Run the run.py script to start the test. Each run creates an index, writes data, then queries and records results.

Important

Run the script only once per dataset. Running it multiple times on the same dataset produces invalid results.

Examples:

# HNSW algorithm with the Sift-128-euclidean dataset (multi-threaded)
python run.py --local --runs 3 --algorithm tairvector-hnsw --dataset sift-128-euclidean --batch

# Flat Search algorithm with the Mnist-784-euclidean dataset (multi-threaded)
python run.py --local --runs 3 --algorithm tairvector-flat --dataset mnist-784-euclidean --batch

Alternatively, use the built-in web frontend:

# Install Streamlit
pip3 install streamlit

# Start the web frontend (available at http://localhost:8501)
streamlit run webrunner.py

Export results

Run the data_export.py script to export results to a CSV file.

# Multi-threaded export
python data_export.py --output out.csv --batch

Test results

All write and k-nearest neighbor (kNN) query tests use four concurrent threads. Tests cover float32 (default) and float16 data types. HNSW tests are run with the AUTO_GC feature enabled.

Three metrics are measured:

Write performance: Measured as write throughput (vectors/second). Higher is better.
kNN query performance: Presented as a QPS vs. recall rate curve. The closer the curve is to the upper-right corner, the better. For Flat Search indexes, only QPS is shown because the recall rate is always 1.
Memory efficiency: Measured as index memory usage. Lower is better.

HNSW indexes

Write performance

The figures below show write throughput at different values of M (maximum outgoing neighbors per layer in the graph index), with ef_construct set to 500.

Write throughput decreases as the M value increases.
Using float16 instead of float32 slightly reduces write throughput in most cases.
Enabling AUTO_GC increases write throughput by up to 30%.

$image $39$.png$

kNN query performance

The figures below show QPS vs. recall rate curves for HNSW indexes across the four datasets.

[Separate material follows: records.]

PR #1107, opened 2016-11-23
Changing derivatives job to perform_now

cam156:
This allows for characterization and derivatives generation to be performed in the same context,
which is safer if a file is being passed in.

To give some context for why I am asking for this change I am calling a perform_now on characterization passing in a file name, and the deleting the file that I am passing to characterization.  The problem is the perform_later for derivatives then does not get access to the file.

### DIFF
--- a/app/jobs/characterize_job.rb
+++ b/app/jobs/characterize_job.rb
@@ -12,6 +12,6 @@ class CharacterizeJob < ActiveJob::Base
     file_set.characterization_proxy.save!
     file_set.update_index
     file_set.parent.in_collections.each(&:update_index) if file_set.parent
-    CreateDerivativesJob.perform_later(file_set, file_id, filename)
+    CreateDerivativesJob.perform_now(file_set, file_id, filename)
   end
 end
--- a/spec/jobs/characterize_job_spec.rb
+++ b/spec/jobs/characterize_job_spec.rb
@@ -25,7 +25,7 @@ describe CharacterizeJob do
       expect(Hydra::Works::CharacterizationService).to receive(:run).with(file, filename)
       expect(file).to receive(:save!)
       expect(file_set).to receive(:update_index)
-      expect(CreateDerivativesJob).to receive(:perform_later).with(file_set, file.id, filename)
+      expect(CreateDerivativesJob).to receive(:perform_now).with(file_set, file.id, filename)
       described_class.perform_now(file_set, file.id)
     end
   end
@@ -46,7 +46,7 @@ describe CharacterizeJob do
       allow(Hydra::Works::CharacterizationService).to receive(:run).with(file, filename)
       allow(file).to receive(:save!)
       allow(file_set).to receive(:update_index)
-      allow(CreateDerivativesJob).to receive(:perform_later).with(file_set, file.id, filename)
+      allow(CreateDerivativesJob).to receive(:perform_now).with(file_set, file.id, filename)
     end
     it "reindexes the collection" do
       expect(collection).to receive(:update_index)


jcoyne:
@cam156 where are you deleting the file? How are you ensuring you the file is not deleted before characterization takes place?

cam156:
@jcoyne this is during the migration process, so we are downloading the file from the old Fedora, and then performing the characterization job inline.

jcoyne:
If the characterization job is run by the inline adapter, then surely the derivatives job is run by the inline adapter too, right?

cam156:
@jcoyne We are calling perform_now to run it inline, not using a different adapter.  Calling perform_now on characterization still allows perform_later on derivatives generation.

jcoyne:
My concern is that now there is no way to isolate derivatives from characterization.  I'm imagining the case where we want to run the derivatives in a different queue or worker machine

cam156:
@jcoyne with the file option that is not really safe.  That said I can see that as a possible use case.  Does anyone currently have that use case?  I know people have the use case of wanting to use an existing file beyond us.

escowles:
We use a network-mounted temp space to get around this issue — the ingest, characterization and derivatives jobs may run on separate machines, but they can all use the local file on the shared temp space so they don't have to re-download the file from Fedora.  But I wonder if there is any way to have a chain of jobs run on the same worker, without having to run them all inline?

The other way to handle this would be to have a configuration option and/or place to override whether the jobs are run with `perform_now` or `perform_later`.  I can imagine different applications having different intentions about, e.g., whether to run all the ingest jobs first, or ingest a file and immediately run the characterization and derivatives before ingesting other files, etc.

cam156:
@escowles how do you clean up the file after the job completes?  That is part of the reason we running now vs later.  Having a configuration option would be a good middle ground.  
 
I also have often wondered how to reliably chain separate jobs other than just performing them within the job.  

I wonder if it should really be two separate jobs, one job that loads the file from fedora and runs the characterization and derivatives, and one job that loads the file from the file system.

escowles:
@cam156 Right now, we just have a cron job that deletes files older than 24 hours to cleanup old files.  We've talked about updating our derivatives job to delete the file, but haven't done that.

jcoyne:
How about having another event fire when the derivative is complete?  Then you could attach something to that event to remove the file.

jcoyne:
@escowles we already have that configuration option, you just set the runner to the inline adapter:

```ruby
Rails.application.config.active_job.queue_adapter = :inline
```
http://api.rubyonrails.org/classes/ActiveJob/QueueAdapters/InlineAdapter.html

escowles:
@jcoyne But the InlineAdapter runs the jobs immediately within the webapp, right?  I mean that you want the jobs to be run asynchronously, but only child jobs to be inline.

jcoyne:
@escowles I believe @cam156 is doing this in a batch job. She made this change, such that she could immediately delete the original file. In order to know that she can safely delete the file, she has to know when the characterization is done.  As far as I know, the only way she could do that is by running the jobs inline.

awead:
I've been wondering if would should not chain the jobs, and have the IngestFileJob call perform_later on both characterization and derivatives. That way, they can both be run in parallel and speed things up a bit.

It also frees up things so folks can run either individually, without having to run the other. In @cam156 case, she could pass in the file to both jobs, calling perform_now, and then delete the file afterwards. We could also create a new job, CharacterizeAndCreateDerivatives, that simply repackages the lines from IngestFileJob that call those jobs.

escowles:
@awead I thought that the derivative job required the characterization job to be run first, to get the mime type, etc. to drive the derivative logic.

awead:
@escowles ah, you might be right there, but I don't know how critical that is because a mime type is set here in the ingest job:

https://github.com/projecthydra/curation_concerns/blob/master/app/jobs/ingest_file_job.rb#L15

but it could be nil. I'm not under what circumstances there would not be a mime type.

jcoyne:
@awead the ingest job is setting a mime type based on what the browser sent. It could be completely useless or wrong.  The characterization is going to to a better job at setting the true mime type.

awead:
So I'm seeing basic use cases: 1) ingesting files, and 2) piecemeal. Since characterization and derivatives seems to be tied together because of the mime type issue, I'm thinking there ought to be one unified CharacterizeAndCreateDerivatives job that the ingest calls for new files, and then individual jobs for just characterize and derivatives. The unified job could simply call the other two using perform_now. I think that would greatly clear up the confusion and hopefully offer easier solutions for the piecemeal use cases.

hackmastera:
@awead @jcoyne @cam156 @escowles It doesn't look like an issue ever came out of this discussion. 

Use cases are:
- batch ingest where files should be deleted once they're no longer in use
- UI-based ingest where jobs may run on different queues and/or different machines
- UI-based ingest where files are deleted as they go so you don't have to run a cleanup cron

The options above that weren't vetoed are:

- Add an event to the derivatives job such that the file could be deleted on its completion
- Add a configuration option for perform_now or perform_later
- Create three jobs, to allow more flexibility: CharacterizeAndCreateDerivatives (one calls the other via perform_now), Characterize (doesn't call CreateDerivatives?), and CreateDerivatives (already exists). I'm not actually sure this accommodates the use cases, though.

There's another option of doing nothing and saying we don't really support batch loading via scripts in this way. But I think a lot of people actually want to load content this way so it might be nice to be able to accommodate it.

Thoughts? Anything else I missed?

All four datasets achieve a recall rate of more than 99%.
float16 and float32 perform similarly; float16 shows a slight decrease in QPS.
Enabling AUTO_GC significantly reduces kNN query performance. Enable AUTO_GC only when deleting large amounts of data.

$image $46$.png$

The figures below show how QPS and recall rate change as M and ef_search increase, using the Sift-128-euclidean dataset with float32 and AUTO_GC disabled.

As M and ef_search increase, QPS decreases and the recall rate increases. Tune these parameters to balance query speed against accuracy for your workload.

Memory efficiency

Memory usage grows in proportion to the M value.

The figures below show HNSW index memory usage across the four datasets.

float16 reduces memory usage by more than 40% compared to float32.
Enabling AUTO_GC slightly increases memory usage.

Choose M based on your vector dimension and memory budget. If you can accept a small loss of precision, use float16 to reduce memory usage by more than 40%.